==== DATA TO PROCESS

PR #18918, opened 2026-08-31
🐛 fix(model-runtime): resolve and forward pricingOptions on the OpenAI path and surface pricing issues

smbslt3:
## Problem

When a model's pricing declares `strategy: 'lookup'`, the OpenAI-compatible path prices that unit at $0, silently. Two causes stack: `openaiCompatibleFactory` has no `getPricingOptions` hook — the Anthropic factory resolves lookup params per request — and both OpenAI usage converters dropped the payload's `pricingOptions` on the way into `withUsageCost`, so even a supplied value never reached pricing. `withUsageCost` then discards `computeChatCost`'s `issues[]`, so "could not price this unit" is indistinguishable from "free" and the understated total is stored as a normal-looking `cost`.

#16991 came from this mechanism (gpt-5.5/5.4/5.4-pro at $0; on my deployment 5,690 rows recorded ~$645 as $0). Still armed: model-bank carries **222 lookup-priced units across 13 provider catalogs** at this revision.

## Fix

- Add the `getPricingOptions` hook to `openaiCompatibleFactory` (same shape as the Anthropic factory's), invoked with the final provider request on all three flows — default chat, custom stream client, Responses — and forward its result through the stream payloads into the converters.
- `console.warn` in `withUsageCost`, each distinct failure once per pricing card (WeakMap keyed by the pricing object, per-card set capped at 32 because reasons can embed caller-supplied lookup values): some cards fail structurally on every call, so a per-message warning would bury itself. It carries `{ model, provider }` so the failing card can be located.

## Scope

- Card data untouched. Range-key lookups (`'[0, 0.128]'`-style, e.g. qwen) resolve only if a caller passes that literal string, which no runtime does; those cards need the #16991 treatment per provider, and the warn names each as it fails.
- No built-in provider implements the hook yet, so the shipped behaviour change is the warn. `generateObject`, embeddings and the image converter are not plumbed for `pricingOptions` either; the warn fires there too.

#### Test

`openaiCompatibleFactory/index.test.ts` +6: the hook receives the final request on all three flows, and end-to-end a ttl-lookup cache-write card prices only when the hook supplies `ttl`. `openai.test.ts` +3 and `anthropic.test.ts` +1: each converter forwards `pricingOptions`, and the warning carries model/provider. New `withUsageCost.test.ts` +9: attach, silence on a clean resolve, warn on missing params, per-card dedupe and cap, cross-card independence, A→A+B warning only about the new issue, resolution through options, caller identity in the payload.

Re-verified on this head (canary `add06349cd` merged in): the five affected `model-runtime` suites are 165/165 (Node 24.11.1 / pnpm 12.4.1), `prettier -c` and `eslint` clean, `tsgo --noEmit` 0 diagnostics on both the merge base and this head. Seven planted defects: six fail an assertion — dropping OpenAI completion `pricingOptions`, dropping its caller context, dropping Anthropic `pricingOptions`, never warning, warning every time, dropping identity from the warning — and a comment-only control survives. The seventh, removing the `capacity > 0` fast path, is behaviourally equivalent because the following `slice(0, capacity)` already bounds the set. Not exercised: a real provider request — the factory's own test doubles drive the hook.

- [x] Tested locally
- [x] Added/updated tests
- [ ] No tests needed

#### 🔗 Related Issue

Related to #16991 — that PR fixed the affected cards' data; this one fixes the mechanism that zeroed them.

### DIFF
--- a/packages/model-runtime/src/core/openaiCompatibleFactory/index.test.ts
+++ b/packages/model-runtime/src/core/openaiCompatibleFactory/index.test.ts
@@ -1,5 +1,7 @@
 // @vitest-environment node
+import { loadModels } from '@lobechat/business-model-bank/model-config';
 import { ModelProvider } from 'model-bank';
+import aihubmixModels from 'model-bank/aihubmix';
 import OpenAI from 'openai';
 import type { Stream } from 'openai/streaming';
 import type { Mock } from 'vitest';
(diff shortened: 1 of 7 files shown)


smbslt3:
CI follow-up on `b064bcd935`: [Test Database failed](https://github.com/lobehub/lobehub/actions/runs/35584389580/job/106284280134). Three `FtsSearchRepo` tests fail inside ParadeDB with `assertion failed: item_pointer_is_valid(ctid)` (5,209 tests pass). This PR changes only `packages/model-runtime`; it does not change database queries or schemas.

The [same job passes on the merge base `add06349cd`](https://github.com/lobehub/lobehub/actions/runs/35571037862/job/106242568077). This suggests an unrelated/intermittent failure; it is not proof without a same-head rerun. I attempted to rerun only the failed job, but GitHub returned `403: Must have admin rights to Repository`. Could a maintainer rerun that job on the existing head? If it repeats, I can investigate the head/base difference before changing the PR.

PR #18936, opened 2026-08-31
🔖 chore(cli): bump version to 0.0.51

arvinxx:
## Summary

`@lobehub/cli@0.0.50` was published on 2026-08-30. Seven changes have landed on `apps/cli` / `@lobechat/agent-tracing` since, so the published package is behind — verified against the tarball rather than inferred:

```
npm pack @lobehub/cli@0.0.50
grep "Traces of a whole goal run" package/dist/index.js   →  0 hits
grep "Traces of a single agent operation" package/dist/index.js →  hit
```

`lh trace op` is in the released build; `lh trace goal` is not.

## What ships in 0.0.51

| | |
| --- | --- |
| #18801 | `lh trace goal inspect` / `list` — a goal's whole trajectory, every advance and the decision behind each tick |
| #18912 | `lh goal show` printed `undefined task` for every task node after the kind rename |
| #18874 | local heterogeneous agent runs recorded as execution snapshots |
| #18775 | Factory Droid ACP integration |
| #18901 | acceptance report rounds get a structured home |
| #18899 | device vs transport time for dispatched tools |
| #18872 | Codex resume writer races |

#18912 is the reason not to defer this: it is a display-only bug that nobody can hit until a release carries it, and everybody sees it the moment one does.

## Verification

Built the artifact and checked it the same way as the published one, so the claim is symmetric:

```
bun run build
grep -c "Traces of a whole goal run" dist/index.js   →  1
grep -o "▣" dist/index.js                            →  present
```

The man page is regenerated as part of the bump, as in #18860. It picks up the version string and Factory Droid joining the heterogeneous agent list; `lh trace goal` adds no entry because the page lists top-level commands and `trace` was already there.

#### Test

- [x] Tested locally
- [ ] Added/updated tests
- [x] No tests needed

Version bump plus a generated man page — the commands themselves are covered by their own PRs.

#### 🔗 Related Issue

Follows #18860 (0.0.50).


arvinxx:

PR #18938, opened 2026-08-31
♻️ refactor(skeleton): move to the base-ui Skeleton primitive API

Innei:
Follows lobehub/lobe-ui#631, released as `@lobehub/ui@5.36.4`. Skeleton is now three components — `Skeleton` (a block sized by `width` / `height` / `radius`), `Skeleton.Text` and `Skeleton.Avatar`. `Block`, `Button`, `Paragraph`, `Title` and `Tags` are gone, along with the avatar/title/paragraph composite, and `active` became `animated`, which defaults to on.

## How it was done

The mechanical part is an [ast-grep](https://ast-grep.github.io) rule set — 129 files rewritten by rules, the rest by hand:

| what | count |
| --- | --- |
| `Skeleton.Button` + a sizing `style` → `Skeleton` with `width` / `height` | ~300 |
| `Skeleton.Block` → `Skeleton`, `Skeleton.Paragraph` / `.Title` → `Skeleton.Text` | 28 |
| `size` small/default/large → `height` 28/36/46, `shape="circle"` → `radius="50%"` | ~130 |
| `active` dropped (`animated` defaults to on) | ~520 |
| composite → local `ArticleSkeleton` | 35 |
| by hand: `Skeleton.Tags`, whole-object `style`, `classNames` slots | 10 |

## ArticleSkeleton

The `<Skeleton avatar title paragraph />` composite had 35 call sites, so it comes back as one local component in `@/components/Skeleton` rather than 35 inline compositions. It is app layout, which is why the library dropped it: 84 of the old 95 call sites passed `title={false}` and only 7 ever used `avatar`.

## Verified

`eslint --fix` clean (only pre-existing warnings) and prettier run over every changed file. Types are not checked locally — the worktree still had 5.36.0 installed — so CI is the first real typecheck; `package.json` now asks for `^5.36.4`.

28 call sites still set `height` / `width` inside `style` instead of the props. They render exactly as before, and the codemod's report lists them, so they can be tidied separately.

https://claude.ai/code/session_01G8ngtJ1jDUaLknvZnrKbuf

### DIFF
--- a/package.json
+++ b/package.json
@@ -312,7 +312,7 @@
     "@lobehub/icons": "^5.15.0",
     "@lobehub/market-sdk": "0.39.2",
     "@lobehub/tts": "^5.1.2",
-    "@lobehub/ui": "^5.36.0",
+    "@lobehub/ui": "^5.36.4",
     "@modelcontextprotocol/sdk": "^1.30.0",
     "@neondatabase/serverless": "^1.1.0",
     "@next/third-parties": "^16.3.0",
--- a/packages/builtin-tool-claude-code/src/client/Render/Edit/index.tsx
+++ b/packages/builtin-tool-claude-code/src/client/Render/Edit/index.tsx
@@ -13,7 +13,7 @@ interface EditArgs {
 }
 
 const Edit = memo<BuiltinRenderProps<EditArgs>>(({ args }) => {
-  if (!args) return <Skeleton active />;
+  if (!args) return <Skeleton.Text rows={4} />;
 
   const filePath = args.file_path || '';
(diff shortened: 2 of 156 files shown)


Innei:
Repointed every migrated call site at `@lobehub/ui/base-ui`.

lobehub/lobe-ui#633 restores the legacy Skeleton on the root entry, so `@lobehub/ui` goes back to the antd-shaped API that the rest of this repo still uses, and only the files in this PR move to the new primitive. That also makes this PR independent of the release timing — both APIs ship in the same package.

========
==== DATA TO PROCESS

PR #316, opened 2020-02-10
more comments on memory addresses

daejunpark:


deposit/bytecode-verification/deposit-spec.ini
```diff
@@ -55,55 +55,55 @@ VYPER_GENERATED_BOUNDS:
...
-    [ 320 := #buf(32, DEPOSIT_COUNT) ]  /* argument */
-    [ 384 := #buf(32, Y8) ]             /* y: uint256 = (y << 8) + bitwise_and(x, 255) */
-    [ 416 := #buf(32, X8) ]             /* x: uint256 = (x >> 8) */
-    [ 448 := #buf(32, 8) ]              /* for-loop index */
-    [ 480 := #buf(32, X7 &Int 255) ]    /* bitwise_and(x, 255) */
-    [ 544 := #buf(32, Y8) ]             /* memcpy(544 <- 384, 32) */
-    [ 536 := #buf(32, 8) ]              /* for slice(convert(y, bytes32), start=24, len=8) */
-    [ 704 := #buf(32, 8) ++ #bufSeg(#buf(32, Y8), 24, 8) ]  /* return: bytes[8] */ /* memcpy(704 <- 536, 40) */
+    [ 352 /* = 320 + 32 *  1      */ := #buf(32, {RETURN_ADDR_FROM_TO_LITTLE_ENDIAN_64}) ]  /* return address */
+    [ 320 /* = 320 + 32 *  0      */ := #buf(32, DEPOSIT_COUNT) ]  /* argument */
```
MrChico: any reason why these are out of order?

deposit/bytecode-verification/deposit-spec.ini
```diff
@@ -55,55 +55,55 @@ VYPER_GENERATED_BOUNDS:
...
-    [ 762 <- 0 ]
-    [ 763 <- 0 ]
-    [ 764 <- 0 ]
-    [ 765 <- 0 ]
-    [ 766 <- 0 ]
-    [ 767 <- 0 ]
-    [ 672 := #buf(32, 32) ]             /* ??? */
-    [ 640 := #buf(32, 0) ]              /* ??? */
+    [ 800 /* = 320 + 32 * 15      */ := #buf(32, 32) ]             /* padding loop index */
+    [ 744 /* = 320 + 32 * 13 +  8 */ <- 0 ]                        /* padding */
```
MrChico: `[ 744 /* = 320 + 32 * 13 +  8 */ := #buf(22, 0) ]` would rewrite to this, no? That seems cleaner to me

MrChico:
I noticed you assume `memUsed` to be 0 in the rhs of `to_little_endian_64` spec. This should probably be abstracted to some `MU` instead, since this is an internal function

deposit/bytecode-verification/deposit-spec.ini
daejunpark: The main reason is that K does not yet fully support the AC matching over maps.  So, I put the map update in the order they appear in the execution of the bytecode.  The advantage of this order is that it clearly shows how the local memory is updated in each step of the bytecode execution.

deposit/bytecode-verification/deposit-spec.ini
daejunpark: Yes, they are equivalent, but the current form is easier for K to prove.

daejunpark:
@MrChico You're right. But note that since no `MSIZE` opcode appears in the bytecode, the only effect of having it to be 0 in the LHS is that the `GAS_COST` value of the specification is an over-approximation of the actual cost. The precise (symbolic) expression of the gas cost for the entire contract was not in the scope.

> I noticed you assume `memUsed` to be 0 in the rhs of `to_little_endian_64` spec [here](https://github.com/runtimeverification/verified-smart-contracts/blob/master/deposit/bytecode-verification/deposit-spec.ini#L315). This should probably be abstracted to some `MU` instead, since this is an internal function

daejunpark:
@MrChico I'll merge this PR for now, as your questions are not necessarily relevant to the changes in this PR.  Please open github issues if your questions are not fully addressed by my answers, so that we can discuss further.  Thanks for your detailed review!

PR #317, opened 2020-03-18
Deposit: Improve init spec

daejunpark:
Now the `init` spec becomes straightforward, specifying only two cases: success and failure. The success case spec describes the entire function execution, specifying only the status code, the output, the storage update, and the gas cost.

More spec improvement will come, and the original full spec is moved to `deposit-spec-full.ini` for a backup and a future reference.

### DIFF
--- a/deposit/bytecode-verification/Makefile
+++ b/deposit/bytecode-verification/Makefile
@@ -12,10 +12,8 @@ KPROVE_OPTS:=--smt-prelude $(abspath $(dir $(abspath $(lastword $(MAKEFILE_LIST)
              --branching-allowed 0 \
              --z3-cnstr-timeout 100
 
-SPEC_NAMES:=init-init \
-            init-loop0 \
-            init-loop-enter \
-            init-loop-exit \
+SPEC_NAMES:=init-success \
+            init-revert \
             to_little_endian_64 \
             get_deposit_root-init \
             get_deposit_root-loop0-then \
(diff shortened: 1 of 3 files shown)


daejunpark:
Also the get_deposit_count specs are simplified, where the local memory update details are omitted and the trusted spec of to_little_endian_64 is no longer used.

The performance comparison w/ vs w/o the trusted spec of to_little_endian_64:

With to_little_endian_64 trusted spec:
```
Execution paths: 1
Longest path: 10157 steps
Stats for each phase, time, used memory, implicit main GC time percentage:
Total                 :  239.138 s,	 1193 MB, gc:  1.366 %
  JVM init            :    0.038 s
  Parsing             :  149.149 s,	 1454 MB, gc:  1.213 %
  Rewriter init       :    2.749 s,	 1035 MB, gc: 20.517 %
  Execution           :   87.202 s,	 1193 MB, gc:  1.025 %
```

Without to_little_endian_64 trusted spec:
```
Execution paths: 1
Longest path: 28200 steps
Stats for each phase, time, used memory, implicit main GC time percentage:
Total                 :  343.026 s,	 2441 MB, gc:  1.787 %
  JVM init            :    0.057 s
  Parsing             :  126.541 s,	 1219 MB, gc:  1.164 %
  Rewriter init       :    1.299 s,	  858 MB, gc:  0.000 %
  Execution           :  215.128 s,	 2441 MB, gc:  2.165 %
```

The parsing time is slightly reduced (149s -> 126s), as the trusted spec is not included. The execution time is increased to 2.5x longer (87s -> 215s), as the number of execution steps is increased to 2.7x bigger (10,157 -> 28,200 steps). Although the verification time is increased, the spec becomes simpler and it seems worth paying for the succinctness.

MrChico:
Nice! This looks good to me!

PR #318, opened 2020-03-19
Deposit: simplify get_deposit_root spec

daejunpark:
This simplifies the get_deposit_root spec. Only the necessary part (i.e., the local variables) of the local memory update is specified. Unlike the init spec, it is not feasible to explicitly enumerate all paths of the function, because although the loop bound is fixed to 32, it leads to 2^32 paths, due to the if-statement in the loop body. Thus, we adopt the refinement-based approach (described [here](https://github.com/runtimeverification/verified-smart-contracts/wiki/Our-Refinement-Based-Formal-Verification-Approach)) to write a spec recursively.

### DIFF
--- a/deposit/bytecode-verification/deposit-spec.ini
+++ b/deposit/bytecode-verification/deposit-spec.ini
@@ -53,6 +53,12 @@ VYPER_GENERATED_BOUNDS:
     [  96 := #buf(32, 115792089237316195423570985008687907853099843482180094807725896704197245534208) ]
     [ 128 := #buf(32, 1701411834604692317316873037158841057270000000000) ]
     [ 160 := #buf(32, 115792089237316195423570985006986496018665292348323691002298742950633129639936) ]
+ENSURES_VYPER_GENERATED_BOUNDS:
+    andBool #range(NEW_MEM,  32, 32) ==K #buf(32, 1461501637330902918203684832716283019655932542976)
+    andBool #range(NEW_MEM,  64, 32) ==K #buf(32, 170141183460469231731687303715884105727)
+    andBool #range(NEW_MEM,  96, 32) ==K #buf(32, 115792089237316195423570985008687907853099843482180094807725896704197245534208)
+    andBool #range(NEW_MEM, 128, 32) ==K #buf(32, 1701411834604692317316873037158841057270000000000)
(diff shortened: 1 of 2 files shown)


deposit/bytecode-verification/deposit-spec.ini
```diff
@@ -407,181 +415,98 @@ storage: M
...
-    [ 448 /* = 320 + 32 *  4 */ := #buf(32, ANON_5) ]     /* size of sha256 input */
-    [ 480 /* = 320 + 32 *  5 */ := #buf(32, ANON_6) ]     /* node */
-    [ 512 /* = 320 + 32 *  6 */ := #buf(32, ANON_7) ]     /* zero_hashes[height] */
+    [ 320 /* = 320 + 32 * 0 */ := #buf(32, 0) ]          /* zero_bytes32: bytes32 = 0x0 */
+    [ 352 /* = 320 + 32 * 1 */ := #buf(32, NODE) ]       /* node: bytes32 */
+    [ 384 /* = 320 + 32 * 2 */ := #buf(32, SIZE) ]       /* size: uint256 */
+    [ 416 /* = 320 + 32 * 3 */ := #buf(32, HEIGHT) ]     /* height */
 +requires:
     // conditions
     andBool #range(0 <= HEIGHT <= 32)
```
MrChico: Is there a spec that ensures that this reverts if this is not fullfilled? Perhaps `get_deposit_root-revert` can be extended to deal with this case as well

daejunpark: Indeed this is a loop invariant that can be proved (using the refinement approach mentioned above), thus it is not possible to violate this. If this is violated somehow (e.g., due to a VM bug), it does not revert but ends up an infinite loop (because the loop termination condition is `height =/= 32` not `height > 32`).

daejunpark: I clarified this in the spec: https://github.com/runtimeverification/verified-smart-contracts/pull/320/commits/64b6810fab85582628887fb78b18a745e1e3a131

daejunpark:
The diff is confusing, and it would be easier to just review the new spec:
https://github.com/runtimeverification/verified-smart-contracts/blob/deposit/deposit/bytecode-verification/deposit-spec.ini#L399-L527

========
==== DATA TO PROCESS

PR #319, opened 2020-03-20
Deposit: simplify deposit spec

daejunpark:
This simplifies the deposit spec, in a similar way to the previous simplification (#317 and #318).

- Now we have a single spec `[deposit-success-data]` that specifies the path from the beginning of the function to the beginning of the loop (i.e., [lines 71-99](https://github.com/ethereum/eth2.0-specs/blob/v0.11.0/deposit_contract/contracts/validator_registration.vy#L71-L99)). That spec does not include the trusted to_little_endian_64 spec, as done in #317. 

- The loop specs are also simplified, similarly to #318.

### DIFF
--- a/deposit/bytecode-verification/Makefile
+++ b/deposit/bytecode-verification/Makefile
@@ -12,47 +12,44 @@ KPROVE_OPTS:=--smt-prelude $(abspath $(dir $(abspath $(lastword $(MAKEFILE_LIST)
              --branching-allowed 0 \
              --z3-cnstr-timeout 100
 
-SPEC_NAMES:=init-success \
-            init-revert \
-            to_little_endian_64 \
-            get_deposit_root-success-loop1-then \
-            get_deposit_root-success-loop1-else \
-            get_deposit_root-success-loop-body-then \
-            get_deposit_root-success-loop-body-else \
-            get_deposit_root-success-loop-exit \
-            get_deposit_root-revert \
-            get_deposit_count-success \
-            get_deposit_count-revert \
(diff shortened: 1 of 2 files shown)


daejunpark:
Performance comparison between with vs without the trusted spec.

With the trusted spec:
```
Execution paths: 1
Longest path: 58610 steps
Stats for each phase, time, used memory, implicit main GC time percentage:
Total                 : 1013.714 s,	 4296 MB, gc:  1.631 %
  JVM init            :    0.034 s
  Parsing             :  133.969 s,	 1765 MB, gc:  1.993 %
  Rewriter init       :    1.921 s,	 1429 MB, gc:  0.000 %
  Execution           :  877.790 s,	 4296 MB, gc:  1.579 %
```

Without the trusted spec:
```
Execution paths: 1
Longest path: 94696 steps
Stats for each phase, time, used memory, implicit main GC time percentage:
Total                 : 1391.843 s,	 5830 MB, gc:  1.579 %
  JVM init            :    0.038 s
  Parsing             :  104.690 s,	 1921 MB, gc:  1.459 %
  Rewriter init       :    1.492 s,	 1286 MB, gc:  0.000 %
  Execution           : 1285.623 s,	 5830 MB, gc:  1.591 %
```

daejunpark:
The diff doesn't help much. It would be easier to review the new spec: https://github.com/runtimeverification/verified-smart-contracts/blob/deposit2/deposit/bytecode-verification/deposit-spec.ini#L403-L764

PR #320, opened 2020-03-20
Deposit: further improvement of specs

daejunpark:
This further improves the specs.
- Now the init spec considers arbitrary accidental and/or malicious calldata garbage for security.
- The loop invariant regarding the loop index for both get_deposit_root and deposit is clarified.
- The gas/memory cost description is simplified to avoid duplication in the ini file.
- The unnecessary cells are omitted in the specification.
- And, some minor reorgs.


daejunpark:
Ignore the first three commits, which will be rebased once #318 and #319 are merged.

========

WHAT NEEDS TO BE DONE |
Wherever a line of the entries holds the string "vitest", copy that line.

EXERCISE RESULT |
 // @vitest-environment node
 import type { Mock } from 'vitest';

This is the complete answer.